My approach to gypsy jazz is first to try to get the feel of the Le Pompe, the rhymthic engine that drives the music. It's deceptively simple and requires real restraint (on my part, at least) so as not to overplay and muddy the pulse. It's very much a work in progress for me. 
 # I prefer chord shapes that utilize all four strings, but there are exceptions, of course. Voicings that work well on mandolin, for instance, often don't work as well on a tenor or an octave instrument. Using Lady Be Good as an example, the first measure consists of four beats of G6 and one voicing is 4-2-5-3 (fret numbers on G-D-A-E respectively). Another is simply 0-0-2-0. The open G-string may or may not sound right depending on the instrument or the tune, so to add variety and motion, try 9-5-5-7 and 9-9-10-10...find other voicings that suit your ear and fingers as well. 
 # As a recovering guitarist, I'm comfortable playing melodies on the tenor as well, but comfort doesn't necessarily translate into sounding authentic, so I'm constantly working on it. Chord-melodies are great fun on the tenor and I spend a lot of time pursuing that approach. #
 # # As well, I love playing choro on the tenor and I will admit the melody lines can be daunting due to the chromatic nature of so many choro melodies and the stretches involved. Rhythmic support in choro is HUGE FUN! There is room for lots of motion from chord to chord with bass runs to tie them together and support the melody. It's quite intoxicating. Again, you need to learn lots of chord shapes and will frequently have to edit chords to suit the instrument in hand. You just can't add all of those chord colors that are written in when you have only 4 notes to work with, so you need to be judicious and creative. 
 # #In any event, the melody instrument is likely to play the colors that will be hard to grab quickly in the context of major or minor 6th, 7th or 9th chords, etc, so I don't worry about those unless I have to.
 # # I'm very fortunate to be able to play regularly and often with Will Patton who is a chord monster. I hope he gets his chord book out one of these days as it will be a huge benefit to mandolinists of all kinds. When in doubt, I just ask Will and he's always got something delicious to recommend.
 # #Interestingly, Will much prefers octave mandolin with 8 strings to a tenor guitar tuned as an octave. They are quite different instruments with very different characters that often require different chord choices, but this is great fun.
 # # If you're looking for something specific to work on, I highly recommend JohnMcGann's Octave Mandolin book as a resource.

----------

It's not really a tenor guitar, but sometimes I switch the strings on my regular guitar around and make a modified version with 5 strings, tuned to like an octave mandola/mandolin at CGDAE. Highly recommended for good times if you don't want to buy a whole new instrument. I think several of the tenor guitars out there are just slightly modified guitars anyways.

----------


## delsbrother

Thanks for those suggestions, Peter!




> As well, I love playing choro on the tenor and I will admit the melody lines can be daunting due to the chromatic nature of so many choro melodies and the stretches involved. Rhythmic support in choro is HUGE FUN!
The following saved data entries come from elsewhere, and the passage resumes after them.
PR #3733, opened 2015-03-19
(PUP-4190) Catch exit in device spec

hunner:
The PR for PUP-4032 added exits to the code, and the PR for PUP-4190
added tests that didn't catch the exits. This should dovetail the two
and make specs pass again.


kylog:
Travis is really backed up right now. This passes at my desk. Merging.

PR #3735, opened 2015-03-19
(PUP-4230) Log content hash when removing a file

elyscape:
When removing a file with `ensure => absent`, the message logged is that
the file was removed. By contrast, when files are created or modified,
the message logged contains a hash of current and, if applicable,
previous contents. This changes file removal log entries to also contain
the hash of the removed file.

### DIFF
--- a/lib/puppet/type/file/ensure.rb
+++ b/lib/puppet/type/file/ensure.rb
@@ -114,8 +114,14 @@ module Puppet
       value
     end
 
+    @old_checksum = nil
+
     def change_to_s(currentvalue, newvalue)
-      return super unless [:file, :present].include?(newvalue)
+      return super unless [:file, :present, :absent].include?(newvalue)
+
+      # The change message for removal of directories
+      # and links is handled by the parent class.
+      return super if newvalue == :absent && @old_checksum.nil?
 
       return super unless property = @resource.property(:content)
 
@@ -127,7 +133,9 @@ module Puppet
         should = property.should
       end
       if should == :absent
-        is = property.retrieve
+        # When this method is run, the file has already been
+        # deleted, so we need to manually cache the checksum.
+        is = @old_checksum
       else
         is = :absent
       end
@@ -175,6 +183,19 @@ module Puppet
     end
 
     def sync
+      if self.should == :absent && !@resource.bucket.nil?
+        # Make a dummy content property so that Puppet
+        # will generate a content object, which we can
+        # use to the checksum of the current file.
+        @resource[:content] = :absent
+        # Make sure we're using the same hash as the
+        # bucket, so that our log is actually useful.
+        # This may need to change when PUP-4329 is fixed.
+        @resource[:checksum] = Puppet[:digest_algorithm].to_sym
+        # Note that content.retrieve will be `nil` unless
+        # the current file is a normal file.
+        @old_checksum = @resource.property(:content).retrieve
+      end
       @resource.remove_existing(self.should)
       if self.should == :absent
         return :file_removed
--- a/spec/integration/type/file_spec.rb
+++ b/spec/integration/type/file_spec.rb
@@ -1158,6 +1158,38 @@ describe Puppet::Type.type(:file), :uses_checksums => true do
           expect(logs).to be_empty
         end
       end
+
+      context "ensure is absent" do
+        let(:expected_checksum) do
+          expected_type = Puppet[:digest_algorithm]
+          expected_value = CHECKSUM_TYPES_TO_TRY.find { |type, value| type == expected_type }[1]
+          "{#{expected_type}}#{expected_value}"
+        end
+
+        # This may need to change when PUP-4329 is fixed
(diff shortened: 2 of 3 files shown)


elyscape:
Note that this requires #3732.

branan:
I would really like to see tests for this, since it pokes some hairy parts of the file type

elyscape:
@branan Any suggestions? I'm open to writing tests but there don't appear to be any preexisting tests for `Ensure#change_to_s` and the tests for `Ensure#sync` are all related to directory functionality.

lib/puppet/type/file/ensure.rb
```diff
@@ -175,6 +183,14 @@ def retrieve
     end
 
     def sync
+      if self.should == :absent
+        # Make a dummy content property so that we can
```
MikaelSmith: I think I understand this, but the comment could be clearer. What's the content property that exists here otherwise, and how is it set?

elyscape: > What's the content property that exists here otherwise, and how is it set?

Before we do this, it's `nil`.  When you put `:absent` into `@resource[:content]`, Puppet generates the correct object to go in there.

> It seems like you have to set this so Puppet will read the checksum of the file.

Pretty much.

MikaelSmith:
Some consensus on this is that we'd like to see a better message. The 'undefined content' message is used elsewhere, so we should probably special-case this change_to_s call for :absent.

MikaelSmith:
I think the other major concern is that recalculating the file hash can be expensive. If you don't need this functionality, why do it? So we might want to have this enabled only when using file buckets, or as a separate configuration option.

elyscape:
> I think the other major concern is that recalculating the file hash can be expensive. If you don't need this functionality, why do it? So we might want to have this enabled only when using file buckets, or as a separate configuration option.

That's an easy change.  I'll make it happen.

elyscape:
> Some consensus on this is that we'd like to see a better message. The 'undefined content' message is used elsewhere, so we should probably special-case this change_to_s call for :absent.

Any suggestions?  Maybe `removed '{md5}hash'` or `removed file '{md5}hash'`?

elyscape:
Message changed to `removed file with content '{md5}hash'`.

elyscape:
Calculating file hash is now done only when a filebucket is enabled for the resource.

MikaelSmith:
I have no further objections, other than testing (waiting on https://github.com/puppetlabs/puppet/pull/3752).

elyscape:
Added some tests.  Pinging @MikaelSmith for review.  If positive, I'll squash it down.

lib/puppet/type/file/ensure.rb
```diff
@@ -175,6 +183,19 @@ def retrieve
...
     def sync
+      if self.should == :absent && !@resource.bucket.nil?
+        # Make a dummy content property so that Puppet
+        # will generate a content object, which we can
+        # use to the checksum of the current file.
+        @resource[:content] = :absent
+        # Make sure we're using the same hash as the
+        # bucket, so that our log is actually useful.
+        # This may need to change when PUP-4329 is fixed.
+        @resource[:checksum] = Puppet[:digest_algorithm].to_sym
```
MikaelSmith: This means the `removed file` message won't match up with the `defined content` message if `Puppet[:digest_algorithm]` (global config) differs from `@resource[:checksum]` (resource property), but this was my suggested approach to fulfill the desired behavior of mapping to the Filebucket contents until PUP-4329 is fixed. The checksums will still be correct and self-consistent, as they include the checksum type in the message.

spec/integration/type/file_spec.rb
```diff
@@ -1091,6 +1091,30 @@ def build_path(dir)
           expect(logs).to be_empty
         end
       end
+
+      context "ensure is absent" do
+        let(:expected_checksum) do
```
MikaelSmith: This could have been done with the with_digest_algorithms shared context, but since it's a temporary behavior I'm happier with this approach.

MikaelSmith:
I think this looks good. I want to pass it by @joshcooper, and it'll likely need a rebase after #3787 is merged.

elyscape:
Rebased and squashed now that #3787 is merged.

elyscape:
Added a check that a second apply of the resource doesn't log anything, in keeping with similar logging tests.

melissa:
@joshcooper @MikaelSmith any updates on this?

melissa:
ping @joshcooper and @MikaelSmith

MikaelSmith:
I've responded on the ticket; I feel it's blocked by PUP-4329. That may mean we should close this PR for now.

peterhuene:
Hi @elyscape.  After discussing this with Josh and Michael, we feel that we cannot go forward with this PR while having to work around PUP-4329, along with concerns over performance recalculating checksums and resyncing content.  Please see PUP-4230 for feedback from @MikaelSmith.  We may be able to revisit this feature in the future, but for now we're closing the PR.  Thank you again for the contribution!

PR #3736, opened 2015-03-19

thallgren:
This commit removes the responsibility for formatting the log messages
from the `IssueReporter` and the `ExternalFileError` classes. Instead,
the formatting is deferred and performed by the `Log.to_s` method (if
such formatting is at all needed).

Some instance variables were added, both to the `ExternalFileError` class
and to the `Log` class to accommodate detailed information about
issue_code, environment, node, and position.

This commit also unifies the logic for a `Log` instance is created and
how its arguments are validated. All attributes except the source are
made read-only. The source can be changed because the `Puppet::Reports`
for `:log` alters it to include the name of the host.

A new `Log` destination _'json_file'_ was added. It will not use the
formatted message but instead output all details in a JSON style
Map. Exception backtrace is output as a JSON Array.

The merge to master will not be trivial. New tests have been added
that assumes that the file:line information is embedded in the
exception message (it no longer is since the formatting is handled
by the `Log.to_s`).

### DIFF
--- a/lib/puppet/error.rb
+++ b/lib/puppet/error.rb
@@ -12,37 +12,40 @@ module Puppet
     # This module implements logging with a filename and line number. Use this
     # for errors that need to report a location in a non-ruby file that we
     # parse.
-    attr_accessor :line, :file, :pos
+    attr_accessor :file, :issue_code, :environment, :node
+    attr_reader :line, :pos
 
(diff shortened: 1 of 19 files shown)


thallgren:
Gahh, used branch stable, not 3.8. Closing...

Are you familiar with the Brazilian Violao Tenor (apparently nylon strung) and its role in Choro, if any? I've seen a lot of pictures of very interesting ones - including resophonic Del Vecchios - being used in Samba bands. I wonder if the playing techniques are the same, or if they're played more like regular guitars (i.e. fingerstyle). 





> Interestingly, Will much prefers octave mandolin with 8 strings to a tenor guitar tuned as an octave. They are quite different instruments with very different characters that often require different chord choices, but this is great fun.


Hmmm.. That _is_ interesting. OMAS is certainly raging right now..

Darrell

----------


## billkilpatrick

according to information supplied on this site:

http://www.rycooder.nl/pages/tunings.htm

an alternate tenor tuning is g-c-e-a (bass to treble) or re-entrant, ukulele tuning. 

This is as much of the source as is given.